Congress enacted ICWA just four years after Mancari was decided, in furtherance of this "unique obligation." It was responding to a widespread and heart-wrenching problem: The zeal state officials had often displayed for removing tribal children from their families, history and communities. The evidence suggests that Congress intended the term "Indian child" as a flexible category, to be considered from the tribal perspective. ICWA's definition of "Indian child," for example, deliberately uses the term "member" rather than "enrolled member." Likewise, federal guidelines make the tribe's determination of membership status conclusive. This view reflects on-the-ground realities. Enrollment is primarily a federal bureaucratic convenience; for tribes, it often does not delineate fully the boundaries of the tribal community.

Rule 5.482 is consistent with this understanding of tribal membership. ICWA's definition of "Indian child" was intended to honor the primacy of tribal ties, not to focus on formalities. (Exemplifying this view, a 2011 California case, In re Jack C., 192 Cal. App. 4th 967 (2011), treated several eligible but nonenrolled siblings as subject to ICWA where the tribe had indicated that it regarded them as "Indian children" whose ultimate enrollment was essentially guaranteed.) Even apart from ICWA, tribal membership can bring many tangible and intangible benefits. It is thus a reasonable for the Legislature to judge that enrollment is in children's best interests.

Although Rule 5.482 is consistent with the federal definition of "Indian child," it is in some respects badly drafted. It might be improved by requiring courts, in keeping with Jack C., to consider tribal input as to whether enrollment is merely a technicality or whether significant hurdles stand in the way. Such information could enable courts to make an earlier determination about ICWA's applicability, facilitating efficient resolution of juvenile cases.
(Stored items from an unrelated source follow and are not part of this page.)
PR #4991, opened 2026-08-18
ci(stock-prep): role-bound migration arm on PG 15/16/17 + PG16 auto-membership negative control (073/074/075)

zensgit:
## Summary

Adds a **role-bound migration arm** to the PG 15/16/17 matrix so the S6-A runtime-authority migrations (073/074/075) are proven on the branch a real DBA will exercise — not only the latent one. Both findings from #4986 were verified against the code first.

**(a) Confirmed — CI never reaches the GRANT branch.** Neither PG-matrix workflow sets `PGOPTIONS` or the `metasheet.sealed_export_*_role` GUCs (`PGOPTIONS` appears nowhere in `.github/workflows`). With both unset, 073:462-466 / 074:75-79 / 075:118-122 `RAISE NOTICE … remain latent; RETURN` before any GRANT — and node-postgres does not print notices, so job logs are identical whether grants landed or not. The predicate (073:498-518) and GRANTs were proven only by `sealed-export-s6a-runtime-authority.db.test.ts`, which creates both roles as superuser `postgres` with `LOGIN NOINHERIT` only, not the runbook's six-attribute set. `stock-preparation-e2e-provision-postgres-roles-and-migrate.mjs` does set both GUCs (via `?options=`) and the full attribute set, but also runs as superuser.

**(b) Confirmed — PG16+ auto-membership trips the zero-`pg_auth_members` predicate with no diagnostic.** 073:508-514 / 074:121-127 / 075:164-170 require zero rows; a role created by a CREATEROLE non-superuser on PG16+ receives an automatic ADMIN-OPTION grant (row present regardless of `createrole_self_grant`; the GUC only adds SET/INHERIT). `createrole_self_grant` appears nowhere in the repo.

### What this PR adds
- `stock-prep-s6a-postgres17-validation.yml`: **Job 2b** on all three legs — creates the two separated roles the way the runbook tells a DBA to, sets the GUCs, runs migrations, asserts `latentBranchTaken=false`, four grants `t`, three over-grant guards `f`; plus a **negative control** on 16/17: a CREATEROLE non-superuser creates the role → refusal `sealed-export role has unsafe authority` attributed to 073, `negativeControlExclusiveToPgAuthMembers=PASS`; on 15, zero auto-membership asserted. Values-free lines only.
- `stock-preparation-e2e-provision-postgres-roles-and-migrate.mjs`: leg-by-leg pre-migration probe emitting the same tokens.
- `docs/development/stock-preparation-4695-postgresql-readiness-operator-checklist-20260802.md`: new B13 caveat (PG16+ `createrole_self_grant` / auto ADMIN grant) + F4 pointer.

### Why the diagnostic is not in the migration or the runbook
Migration 073 is a content-digest pin (`s6a-package-provenance-pins.json` → `migrations."073"`, `verifyPinnedMigrations`), and the S6-A runbook is also pinned (`runtimeFiles.s6aOnpremRunbook`, enforced by `sealed-export-package-provenance.test.cjs`). Both are unchanged; all 31 pinned digests still match. Predicate not weakened.

### Validation
YAML parses; 39/39 `run` blocks pass `bash -n`; `node --check` passes. DB lanes are unrunnable locally (no `node_modules`) — **CI must confirm** on all three legs: `latentBranchTaken=false`, grants `t`, guards `f`; on 16/17 the negative control refuses. If the positive arm fails with grants absent, the finding is that the runbook's `PGOPTIONS` instruction never reaches the packaged Node runner — which is exactly what a real-host run would hit.


skiyakubali0-cloud:
## Validation runs

**First dispatch (frozen-package lane, run 32136846204) — FAILED, correctly.** The role-bound arm was initially placed in `stock-prep-s6a-postgres17-validation.yml`, which validates the frozen asset `…s6a-a45a2fe3f-20260731`; that asset predates 074/075 (as #4695's 2026-08-04 disclosure recorded), so `--confirm 074…` exits 2 by construction. All three legs did pass the pre-migration role-safety probe and reached the apply step with `PGOPTIONS` visible to the packaged runner. Commit `73b6cf1a9` moves the arm to the build-from-commit lane and restores the frozen-package workflow to a 0-line diff vs main.

**Second dispatch (`stock-prep-main-package-verify.yml` @ `73b6cf1a9`, run 32138432824) — ALL GREEN** on PG 15 / 16 / 17. Values-free tokens from the PG 16 leg (15 and 17 identical in shape):

```
latentBranchTaken=false
migration073Confirmed=PASS   migration073ExecutedInThisRun=PASS
migration074Confirmed=PASS   migration074ExecutedInThisRun=PASS
migration075Confirmed=PASS   migration075ExecutedInThisRun=PASS
sealedExportRolesCreated=PASS
sealedRoleAttributesRunbookConformant=PASS   sealedRoleAttributeProbe=2:true
sealedRolePgAuthMembersRows=0   sealedRoleZeroMembership=PASS
overGrantGuards=PASS   predicateWeakened=false
negativeControlApplicable=true
negativeControlRolesCreatedByCreateroleNonSuperuser=PASS
negativeControlPgAuthMembersRows=NONZERO
negativeControlRefused=PASS   negativeControlExitCode=1
negativeControlExclusiveToPgAuthMembers=PASS
```

So: (a) with the runbook's `PGOPTIONS`, 073/074/075 take the **non-latent** branch and the GRANTs land through the packaged Node runner on all three majors; (b) a role created by a CREATEROLE non-superuser on PG 16/17 is refused by the 073 predicate exclusively because of the auto `pg_auth_members` row — the failure mode a real DBA can hit, now caught in CI with a named token instead of on the host.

The agency's "efforts to enroll" could also have a clearly specified end point, ensuring that children are not in long-term limbo.

In addition, the term "active efforts" to describe enrollment proceedings is a poor turn of phrase. Both ICWA and a separate subsection of the California rules, Rule 5.484, use the words "active efforts" in a different context, referring to the active efforts courts must take to prevent the "breakup of the Indian family." Compounding the potential confusion, the enrollment rule cross-references Rule 5.484, suggesting that these distinct obligations are intertwined. This should be corrected. California Indian Legal Services, an amicus in the case, suggests substituting "reasonable efforts" or simply "efforts." That is an excellent idea.

But tweaks to Rule 5.482 should come through the ordinary rulemaking process, not through judicial action. Of ICWA's many aspects, some are widely accepted, while others are controversial. All of them, however, represent federal law and policy. A previous effort at judicial revision of ICWA - the court-created "existing Indian family" exception - has met widespread criticism and been rejected by the California Legislature. The California Supreme Court should not go down that road.